Superprofit in salmon farming attracts new interest.
He has no experience of salmon farming, but that does not necessarily have to be a disadvantage. Bryton Shang looks at the salmon farming industry, and sees untapped possibilities.
“I studied at Princeton University, operations research and financial engineering. Then I started with stock trading, building algorithms to buy and sell stocks, in New York. After that I started my own trading firm, and became involved in the Silicon Valley start-up scene,” Bryton Shang told Salmon Business.
“I started studying when I was 17 and graduated when I was 20, as the number one student. I became an expert in data science and machine learning before the field was popularised.”
He grew up in Ithaca, upstate New York, where Cornell University is located.
“I was involved in a technology start-up that specialized in computer vision technology to diagnose cancer. Physicians diagnose cancer today by taking tissue samples and studying them under a microscope. We took a picture and diagnosed on the basis of it.”
“It soon became clear to us that one could use similar machine learning technology in other industries, including aquaculture. We looked at several industries, but growing up I had a family friend who was a professor of aquaculture at Cornell, and former business partners who had also invested in aquaculture. There’s a lot of interest in aquaculture in the United States, but not too many fish farms there.”
Now, the newly-launched Aquabyte concept is funded and ready to be tested. That’s why Shang took the trip to the fishfarming conference Aqua Nor last week – and is still staying on in Norway.
“We have raised venture capital and finished funding the initial round,” he said, but would not comment on how much money they have accumulated.
However, Aquabyte is not primarily a camera supplier.
“We focus on software development. Many are focused on hardware for use in the oil and gas industry. But there are large differences between equipment that is designed to be used 1,000 meters below sea level and salmon farms in shallower water. These cameras are designed for very deep water, overengineered and costly. We can build a camera system at 1/10th of the cost and focus on superior software on top.”

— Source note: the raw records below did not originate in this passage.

PR #1573, opened 2022-08-10
Add info on using ingress in Codespaces

Chuxel:
Documents how to work around a Codespaces shortcoming when setting up ingress for Kubernetes. 

See https://twitter.com/Chuxel/status/1557151634593038339

//cc @jkeech @joshspicer

### DIFF
--- a/script-library/docs/kubectl-helm.md
+++ b/script-library/docs/kubectl-helm.md
@@ -38,7 +38,7 @@ Or as a feature:
 
 ## A note on ingress and port forwarding
 
-When configuring ingress for your Kubernetes cluster, note that by default Kubernetes will bind to a specific interface's IP rather than localhost or all interfaces. This is why you need to use the Kubernetes Node's IP when connecting - even if there's only one Node as in the case of Minikube. Port forwarding in Remote - Containers will allow you to specify `<ip>:<port>` in either the `forwardPorts` property or through the port forwarding UI in VS Code.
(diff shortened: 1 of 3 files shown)


script-library/docs/kubectl-helm.md
```diff
@@ -36,6 +36,16 @@ Or as a feature:
 |minikube SHA256| | `automatic`| SHA256 checksum to use to verify the minikube download. `automatic` will download the checksum. |
 |Non-root user| | `automatic`| Specifies a user in the container other than root that will be using the desktop. A value of `automatic` will cause the script to check for a user called `vscode`, then `node`, `codespace`, and finally a user with a UID of `1000` before falling back to `root`. |
 
+## A note on ingress and port forwarding
+
+When configuring ingress for your Kubernetes cluster, note that by default Kubernetes will bind to a specific interface's IP rather than localhost or all interfaces. This is why you need to use the Kubernetes Node's IP when connecting - even if there's only one Node as in the case of Minikube. Port forwarding in Remote - Containers will allow you to specify `<ip>:<port>` in either the `forwardPorts` property or through the port forwarding UI in VS Code.
```
bamurtaugh, line 41:
```suggestion
When configuring [Ingress](https://kubernetes.io/docs/concepts/services-networking/ingress/) for your Kubernetes cluster, note that by default Kubernetes will bind to a specific interface's IP rather than localhost or all interfaces. This is why you need to use the Kubernetes Node's IP when connecting - even if there's only one Node as in the case of Minikube. Port forwarding in Remote - Containers will allow you to specify `<ip>:<port>` in either the `forwardPorts` property or through the port forwarding UI in VS Code.
```

bamurtaugh (approved):
Thanks for making these updates @Chuxel! One suggestion to add a docs link.

Chuxel:
Thanks!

He believes his background and connections in the IT hub southeast of San Francisco give a clear advantage.
“Silicon Valley has expertise in building software and using machine learning. We will build a platform that is robust enough to be in the sea. We will build the best computer vision. In Silicon Valley, we have access to all the best brains. We will set up our main office in Norway, in either Bergen or Trondheim.”
“We will not be in the camera industry. We will be in machine learning or software/computer industry,” he emphasized.

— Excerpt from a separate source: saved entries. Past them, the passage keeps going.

PR #1554, opened 2022-07-26
Option to specify nightly version of Rust

maksimryndin:

PR #1592, opened 2022-08-22
rust-debian.sh: fix set -e interaction with nightly rust detection

tomaszjonak:
Currently feature(rust) in devcontainer definition fails
container build unless user specifies nightly rust.

Issue was introduced in commit 10bf6f70c4f467be58dee5df8a7ff19cc598e09f
https://github.com/microsoft/vscode-dev-containers/pull/1554

Lack of "nightly" in RUST_VERSION will result in nonzero return code
from grep. This in turn triggers -e option set for the whole script.
As a result build silently fails.

### DIFF
--- a/script-library/rust-debian.sh
+++ b/script-library/rust-debian.sh
@@ -183,8 +183,8 @@ else
             apt_get_update_if_needed
             apt-get -y install --no-install-recommends git
         fi
-        echo ${RUST_VERSION} | grep -q "nightly"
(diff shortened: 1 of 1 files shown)


tomaszjonak:
cc [joshspicer](https://github.com/joshspicer) as an approver of original commit.

joshspicer:
Thanks for this!

joshspicer (approved):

Aquabyte has solid funding. On the ownership side, they have primarily the billion fund NEA, located in Menlo Park at Palo Alto in the heart of California’s Silicon Valley.
“They are one of the largest, oldest, and most respected VCs (venture capitalist firm) in Silicon Valley. One of their partners was former CTO of Sun Microsystems and a professor at MIT. Our second investor is a fund affiliated to Princeton University. VC and Princeton are well known and give us access to talent.”
Venture capitalists seek high risk, and at times achieve very high returns.
“They earn the money on a few investments. Most investments lose money. And they seek exit through an IPO or M&A. They invest in seed capital, typically the first step in VC, and typically go into software companies that can reach a value of one billion dollars.”
Is a value of one billion dollars for Aquabyte your target?
“For us, only the software side will be based in the United States. Product development, sales and operations will be in Norway. After Aqua Nor, I can see that it is perfectly reasonable to be located here. I have an analogy: if you start a software company, where would you build it but Silicon Valley? Software and machine learning must be based in the United States because they have the greatest expertise there. Otherwise, it makes sense to locate the company where fish farms are.”
He believes there are big opportunities in this market – with a different mindset than the traditional one.
“I think camera technology will be commoditized. A camera company will never be worth one billion dollars. A machine learning company may be. But in this case one needs both the software expertise in Silicon Valley and the farming skills to realize it.”
“We will have access to Big Data. I think everyone realizes that their data is valuable. And there are many ways to leverage this: site selection, biomass estimation, lice counting. These interact with each other.”
“Disruption occurs in many industries now. Many are looking at new technologies,” he adds, referring to SalMar’s Ocean Farm and fully automated and closed aquaculture facilities. “These are good, but I think it’s important to focus on how it is today, because the existing type of facilities will be around for a while. You will not replace the workers at the farms with technology. It will be a combination,” he added.